• [Task brief]: Reproduce only the top of the records, down to and including the line containing "In those PRs, to".

Saved entries:
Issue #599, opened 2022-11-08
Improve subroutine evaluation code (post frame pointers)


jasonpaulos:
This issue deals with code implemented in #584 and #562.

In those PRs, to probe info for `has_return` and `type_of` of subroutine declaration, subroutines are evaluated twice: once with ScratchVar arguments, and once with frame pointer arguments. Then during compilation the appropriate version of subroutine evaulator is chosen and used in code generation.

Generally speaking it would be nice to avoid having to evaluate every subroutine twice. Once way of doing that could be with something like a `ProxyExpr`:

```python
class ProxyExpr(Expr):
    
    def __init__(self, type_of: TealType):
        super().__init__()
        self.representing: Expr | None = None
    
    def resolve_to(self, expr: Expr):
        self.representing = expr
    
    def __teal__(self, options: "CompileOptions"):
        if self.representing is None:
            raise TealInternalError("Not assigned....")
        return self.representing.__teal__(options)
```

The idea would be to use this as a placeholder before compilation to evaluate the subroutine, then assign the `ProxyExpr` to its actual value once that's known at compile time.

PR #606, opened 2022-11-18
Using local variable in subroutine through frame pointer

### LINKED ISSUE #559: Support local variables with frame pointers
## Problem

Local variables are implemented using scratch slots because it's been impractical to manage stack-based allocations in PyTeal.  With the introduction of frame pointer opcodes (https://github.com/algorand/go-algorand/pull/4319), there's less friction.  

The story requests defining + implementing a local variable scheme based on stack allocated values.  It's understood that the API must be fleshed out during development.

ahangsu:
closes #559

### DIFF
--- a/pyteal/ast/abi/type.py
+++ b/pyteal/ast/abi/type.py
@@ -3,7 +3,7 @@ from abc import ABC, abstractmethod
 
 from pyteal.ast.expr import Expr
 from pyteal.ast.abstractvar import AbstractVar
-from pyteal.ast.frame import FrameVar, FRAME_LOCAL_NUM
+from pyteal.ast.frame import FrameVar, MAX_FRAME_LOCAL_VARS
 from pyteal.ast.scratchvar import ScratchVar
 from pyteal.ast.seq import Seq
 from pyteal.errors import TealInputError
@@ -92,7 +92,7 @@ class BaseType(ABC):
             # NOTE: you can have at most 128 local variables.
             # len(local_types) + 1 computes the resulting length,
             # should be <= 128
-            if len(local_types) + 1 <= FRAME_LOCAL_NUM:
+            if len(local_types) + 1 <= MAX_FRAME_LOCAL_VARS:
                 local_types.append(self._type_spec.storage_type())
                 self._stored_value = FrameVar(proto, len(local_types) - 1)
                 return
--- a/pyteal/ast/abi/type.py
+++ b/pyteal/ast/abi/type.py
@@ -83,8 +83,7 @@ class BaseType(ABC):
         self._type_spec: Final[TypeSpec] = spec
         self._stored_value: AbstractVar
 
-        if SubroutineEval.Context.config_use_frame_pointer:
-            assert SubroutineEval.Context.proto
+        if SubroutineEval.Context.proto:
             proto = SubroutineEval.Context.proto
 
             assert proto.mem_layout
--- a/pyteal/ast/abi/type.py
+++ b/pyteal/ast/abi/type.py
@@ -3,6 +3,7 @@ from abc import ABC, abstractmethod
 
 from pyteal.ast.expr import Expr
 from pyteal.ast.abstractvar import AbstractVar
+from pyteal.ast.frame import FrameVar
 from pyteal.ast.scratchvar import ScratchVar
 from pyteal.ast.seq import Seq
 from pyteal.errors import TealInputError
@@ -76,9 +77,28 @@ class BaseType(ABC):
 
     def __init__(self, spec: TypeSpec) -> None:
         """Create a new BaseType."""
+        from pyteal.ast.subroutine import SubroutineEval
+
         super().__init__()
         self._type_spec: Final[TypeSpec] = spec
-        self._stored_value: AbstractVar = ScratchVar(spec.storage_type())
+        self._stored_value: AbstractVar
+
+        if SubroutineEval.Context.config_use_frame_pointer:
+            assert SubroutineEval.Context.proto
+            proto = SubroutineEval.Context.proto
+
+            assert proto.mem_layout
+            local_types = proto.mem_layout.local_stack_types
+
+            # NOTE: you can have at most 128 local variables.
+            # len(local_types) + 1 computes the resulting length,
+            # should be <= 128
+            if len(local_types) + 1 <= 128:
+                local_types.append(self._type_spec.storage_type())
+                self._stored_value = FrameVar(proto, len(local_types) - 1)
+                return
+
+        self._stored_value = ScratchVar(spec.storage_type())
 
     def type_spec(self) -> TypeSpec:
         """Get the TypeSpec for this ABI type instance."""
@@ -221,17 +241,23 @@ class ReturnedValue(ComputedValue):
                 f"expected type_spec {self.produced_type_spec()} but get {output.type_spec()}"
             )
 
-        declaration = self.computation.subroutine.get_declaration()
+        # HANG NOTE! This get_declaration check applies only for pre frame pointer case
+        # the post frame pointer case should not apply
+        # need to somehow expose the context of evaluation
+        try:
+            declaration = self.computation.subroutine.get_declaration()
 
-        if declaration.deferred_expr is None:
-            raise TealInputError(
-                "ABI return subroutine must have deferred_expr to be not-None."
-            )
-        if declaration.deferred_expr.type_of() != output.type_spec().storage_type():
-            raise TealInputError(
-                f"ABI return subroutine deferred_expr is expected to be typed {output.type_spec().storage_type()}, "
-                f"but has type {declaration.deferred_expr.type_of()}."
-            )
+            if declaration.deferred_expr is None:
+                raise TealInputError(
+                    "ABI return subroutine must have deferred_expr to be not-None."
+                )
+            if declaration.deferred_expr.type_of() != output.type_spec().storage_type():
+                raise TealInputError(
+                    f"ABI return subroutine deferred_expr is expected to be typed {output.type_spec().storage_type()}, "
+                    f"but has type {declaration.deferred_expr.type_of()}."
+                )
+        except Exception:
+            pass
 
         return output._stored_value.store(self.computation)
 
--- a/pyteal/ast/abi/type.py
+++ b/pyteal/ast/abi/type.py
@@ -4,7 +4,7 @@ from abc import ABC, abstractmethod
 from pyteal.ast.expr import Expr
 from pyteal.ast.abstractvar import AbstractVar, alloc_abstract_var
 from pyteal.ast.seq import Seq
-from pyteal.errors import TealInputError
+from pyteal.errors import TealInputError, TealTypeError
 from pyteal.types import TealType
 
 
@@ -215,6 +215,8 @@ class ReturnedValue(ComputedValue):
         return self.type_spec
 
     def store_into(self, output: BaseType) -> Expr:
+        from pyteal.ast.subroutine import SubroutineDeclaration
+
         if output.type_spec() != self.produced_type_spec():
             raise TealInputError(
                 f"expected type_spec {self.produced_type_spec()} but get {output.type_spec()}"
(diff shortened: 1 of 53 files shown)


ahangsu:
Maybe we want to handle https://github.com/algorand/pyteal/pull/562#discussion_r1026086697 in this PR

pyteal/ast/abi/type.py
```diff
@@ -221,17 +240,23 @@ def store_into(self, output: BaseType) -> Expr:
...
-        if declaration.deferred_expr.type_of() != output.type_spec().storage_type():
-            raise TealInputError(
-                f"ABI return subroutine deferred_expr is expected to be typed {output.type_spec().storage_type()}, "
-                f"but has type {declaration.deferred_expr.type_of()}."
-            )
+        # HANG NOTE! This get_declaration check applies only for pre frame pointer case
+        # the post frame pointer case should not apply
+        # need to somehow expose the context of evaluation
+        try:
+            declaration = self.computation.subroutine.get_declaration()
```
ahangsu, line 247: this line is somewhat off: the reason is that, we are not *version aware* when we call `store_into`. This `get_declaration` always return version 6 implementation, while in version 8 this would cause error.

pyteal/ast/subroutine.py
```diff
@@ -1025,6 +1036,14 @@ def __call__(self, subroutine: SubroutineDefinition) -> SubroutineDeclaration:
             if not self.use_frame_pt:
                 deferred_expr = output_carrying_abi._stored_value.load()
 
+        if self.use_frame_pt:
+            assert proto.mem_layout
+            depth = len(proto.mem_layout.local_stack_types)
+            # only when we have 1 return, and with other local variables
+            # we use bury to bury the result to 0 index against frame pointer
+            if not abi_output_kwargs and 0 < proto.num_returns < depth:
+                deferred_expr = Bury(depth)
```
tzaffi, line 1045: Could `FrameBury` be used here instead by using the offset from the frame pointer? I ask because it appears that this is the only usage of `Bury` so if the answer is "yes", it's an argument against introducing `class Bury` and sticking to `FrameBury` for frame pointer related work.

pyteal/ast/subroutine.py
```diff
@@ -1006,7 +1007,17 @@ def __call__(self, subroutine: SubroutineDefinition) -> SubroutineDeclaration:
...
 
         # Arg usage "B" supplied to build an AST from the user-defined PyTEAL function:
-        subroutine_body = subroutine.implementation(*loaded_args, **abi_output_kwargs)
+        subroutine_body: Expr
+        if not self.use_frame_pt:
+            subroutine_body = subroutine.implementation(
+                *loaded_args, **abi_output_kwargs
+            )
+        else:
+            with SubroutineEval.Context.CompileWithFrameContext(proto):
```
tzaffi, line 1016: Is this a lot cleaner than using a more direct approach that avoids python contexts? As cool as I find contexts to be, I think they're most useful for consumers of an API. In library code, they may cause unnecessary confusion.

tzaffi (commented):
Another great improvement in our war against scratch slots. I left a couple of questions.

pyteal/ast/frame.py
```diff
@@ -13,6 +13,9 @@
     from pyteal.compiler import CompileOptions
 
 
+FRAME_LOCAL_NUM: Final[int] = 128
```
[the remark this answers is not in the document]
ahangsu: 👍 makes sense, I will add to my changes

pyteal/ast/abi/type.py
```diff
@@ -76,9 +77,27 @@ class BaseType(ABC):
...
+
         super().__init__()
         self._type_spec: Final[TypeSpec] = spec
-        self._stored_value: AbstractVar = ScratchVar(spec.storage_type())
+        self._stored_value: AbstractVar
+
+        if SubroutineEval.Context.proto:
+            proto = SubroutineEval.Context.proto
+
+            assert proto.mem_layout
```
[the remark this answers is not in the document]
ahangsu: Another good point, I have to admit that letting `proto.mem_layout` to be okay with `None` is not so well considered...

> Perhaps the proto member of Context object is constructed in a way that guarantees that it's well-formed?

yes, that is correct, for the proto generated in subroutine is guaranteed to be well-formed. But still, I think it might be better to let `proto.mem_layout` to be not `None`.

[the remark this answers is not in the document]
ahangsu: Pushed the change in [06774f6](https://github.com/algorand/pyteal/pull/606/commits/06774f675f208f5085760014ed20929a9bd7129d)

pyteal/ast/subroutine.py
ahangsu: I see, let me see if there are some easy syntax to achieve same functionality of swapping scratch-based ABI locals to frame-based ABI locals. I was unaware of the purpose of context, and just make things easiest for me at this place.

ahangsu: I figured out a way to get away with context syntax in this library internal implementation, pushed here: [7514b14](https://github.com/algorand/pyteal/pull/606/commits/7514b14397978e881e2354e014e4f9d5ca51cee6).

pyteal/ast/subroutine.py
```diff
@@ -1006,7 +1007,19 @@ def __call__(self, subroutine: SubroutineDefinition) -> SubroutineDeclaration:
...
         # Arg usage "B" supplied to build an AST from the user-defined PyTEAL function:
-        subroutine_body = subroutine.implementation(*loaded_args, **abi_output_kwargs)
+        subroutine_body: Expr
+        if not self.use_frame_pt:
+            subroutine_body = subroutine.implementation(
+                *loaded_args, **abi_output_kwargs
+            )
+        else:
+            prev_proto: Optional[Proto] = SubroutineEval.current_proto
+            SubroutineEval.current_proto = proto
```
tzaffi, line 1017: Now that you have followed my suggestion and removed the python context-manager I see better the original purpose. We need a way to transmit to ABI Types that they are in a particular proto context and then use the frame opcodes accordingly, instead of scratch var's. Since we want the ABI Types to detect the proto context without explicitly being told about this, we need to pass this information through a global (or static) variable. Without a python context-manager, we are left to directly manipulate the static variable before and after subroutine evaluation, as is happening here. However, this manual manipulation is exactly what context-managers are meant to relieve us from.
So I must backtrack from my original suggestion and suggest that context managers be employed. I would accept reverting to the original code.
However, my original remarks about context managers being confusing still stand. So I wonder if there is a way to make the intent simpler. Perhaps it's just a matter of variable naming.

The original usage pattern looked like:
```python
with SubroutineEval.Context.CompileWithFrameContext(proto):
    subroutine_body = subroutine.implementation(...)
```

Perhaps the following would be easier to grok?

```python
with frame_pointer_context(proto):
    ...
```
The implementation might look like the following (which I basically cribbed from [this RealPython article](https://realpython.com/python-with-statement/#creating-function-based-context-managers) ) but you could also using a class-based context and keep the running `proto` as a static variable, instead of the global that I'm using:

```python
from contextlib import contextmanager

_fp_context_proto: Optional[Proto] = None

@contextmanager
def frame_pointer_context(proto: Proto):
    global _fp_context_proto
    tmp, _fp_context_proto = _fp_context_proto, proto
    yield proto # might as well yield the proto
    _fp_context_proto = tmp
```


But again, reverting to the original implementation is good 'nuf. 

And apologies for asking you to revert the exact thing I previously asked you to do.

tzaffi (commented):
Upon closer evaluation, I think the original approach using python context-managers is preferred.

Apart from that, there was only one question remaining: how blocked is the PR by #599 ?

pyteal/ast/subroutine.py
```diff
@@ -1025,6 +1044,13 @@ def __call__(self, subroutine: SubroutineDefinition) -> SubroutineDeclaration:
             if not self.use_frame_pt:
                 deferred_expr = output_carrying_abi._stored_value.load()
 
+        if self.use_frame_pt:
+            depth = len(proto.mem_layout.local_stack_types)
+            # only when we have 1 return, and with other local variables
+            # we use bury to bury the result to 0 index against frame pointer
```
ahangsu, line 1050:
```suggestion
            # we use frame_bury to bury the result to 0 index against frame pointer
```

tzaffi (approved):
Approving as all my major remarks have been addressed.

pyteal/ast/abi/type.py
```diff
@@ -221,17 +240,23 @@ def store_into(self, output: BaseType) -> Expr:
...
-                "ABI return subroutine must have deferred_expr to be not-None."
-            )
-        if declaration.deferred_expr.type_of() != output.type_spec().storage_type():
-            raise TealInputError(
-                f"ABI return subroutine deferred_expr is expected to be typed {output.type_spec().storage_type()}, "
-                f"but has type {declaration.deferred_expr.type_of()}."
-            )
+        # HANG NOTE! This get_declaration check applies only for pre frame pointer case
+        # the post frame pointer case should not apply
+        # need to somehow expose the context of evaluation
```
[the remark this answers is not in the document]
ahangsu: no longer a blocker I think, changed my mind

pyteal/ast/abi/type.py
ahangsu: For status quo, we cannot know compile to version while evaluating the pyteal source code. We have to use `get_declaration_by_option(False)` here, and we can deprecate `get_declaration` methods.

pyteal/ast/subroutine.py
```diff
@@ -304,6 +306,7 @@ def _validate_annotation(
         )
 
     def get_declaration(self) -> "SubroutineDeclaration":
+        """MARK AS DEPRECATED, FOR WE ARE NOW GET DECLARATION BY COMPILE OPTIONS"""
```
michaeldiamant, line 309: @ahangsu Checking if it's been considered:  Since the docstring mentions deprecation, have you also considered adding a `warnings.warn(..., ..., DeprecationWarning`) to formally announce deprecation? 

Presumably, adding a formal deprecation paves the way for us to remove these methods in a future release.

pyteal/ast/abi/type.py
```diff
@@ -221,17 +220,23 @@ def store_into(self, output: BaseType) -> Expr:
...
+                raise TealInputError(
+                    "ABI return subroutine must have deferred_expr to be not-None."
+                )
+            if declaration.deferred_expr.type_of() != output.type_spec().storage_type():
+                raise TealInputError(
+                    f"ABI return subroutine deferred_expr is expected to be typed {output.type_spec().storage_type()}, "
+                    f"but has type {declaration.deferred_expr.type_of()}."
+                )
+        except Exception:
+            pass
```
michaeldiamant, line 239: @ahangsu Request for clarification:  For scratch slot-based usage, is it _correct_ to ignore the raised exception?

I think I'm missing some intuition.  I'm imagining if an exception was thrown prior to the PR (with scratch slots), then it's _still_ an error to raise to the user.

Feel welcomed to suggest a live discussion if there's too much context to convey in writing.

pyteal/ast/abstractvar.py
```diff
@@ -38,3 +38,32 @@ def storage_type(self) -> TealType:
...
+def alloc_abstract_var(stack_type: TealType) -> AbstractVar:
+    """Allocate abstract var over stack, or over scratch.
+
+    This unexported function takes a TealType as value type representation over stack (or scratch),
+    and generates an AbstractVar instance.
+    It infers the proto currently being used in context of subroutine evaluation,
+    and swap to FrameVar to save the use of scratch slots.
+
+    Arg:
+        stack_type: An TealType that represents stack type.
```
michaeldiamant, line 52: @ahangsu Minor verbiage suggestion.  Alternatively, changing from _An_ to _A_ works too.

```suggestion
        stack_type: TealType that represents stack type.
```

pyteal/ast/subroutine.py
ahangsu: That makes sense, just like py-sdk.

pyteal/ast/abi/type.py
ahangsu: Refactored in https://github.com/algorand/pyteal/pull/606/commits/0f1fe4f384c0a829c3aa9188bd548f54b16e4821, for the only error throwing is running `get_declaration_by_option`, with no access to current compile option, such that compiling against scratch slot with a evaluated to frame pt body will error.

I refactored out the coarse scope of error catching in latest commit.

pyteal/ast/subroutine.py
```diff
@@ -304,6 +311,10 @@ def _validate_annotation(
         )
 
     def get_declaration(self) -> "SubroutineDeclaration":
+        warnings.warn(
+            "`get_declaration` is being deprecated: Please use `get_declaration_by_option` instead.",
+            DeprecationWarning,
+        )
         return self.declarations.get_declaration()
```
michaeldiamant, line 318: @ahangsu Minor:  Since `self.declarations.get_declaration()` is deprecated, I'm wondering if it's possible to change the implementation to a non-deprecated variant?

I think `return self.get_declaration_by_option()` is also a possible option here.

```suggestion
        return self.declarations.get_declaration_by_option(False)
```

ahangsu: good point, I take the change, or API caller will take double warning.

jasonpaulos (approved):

• [The completed task]:
Issue #599, opened 2022-11-08
Improve subroutine evaluation code (post frame pointers)


jasonpaulos:
This issue deals with code implemented in #584 and #562.

In those PRs, to probe info for `has_return` and `type_of` of subroutine declaration, subroutines are evaluated twice: once with ScratchVar arguments, and once with frame pointer arguments. Then during compilation the appropriate version of subroutine evaulator is chosen and used in code generation.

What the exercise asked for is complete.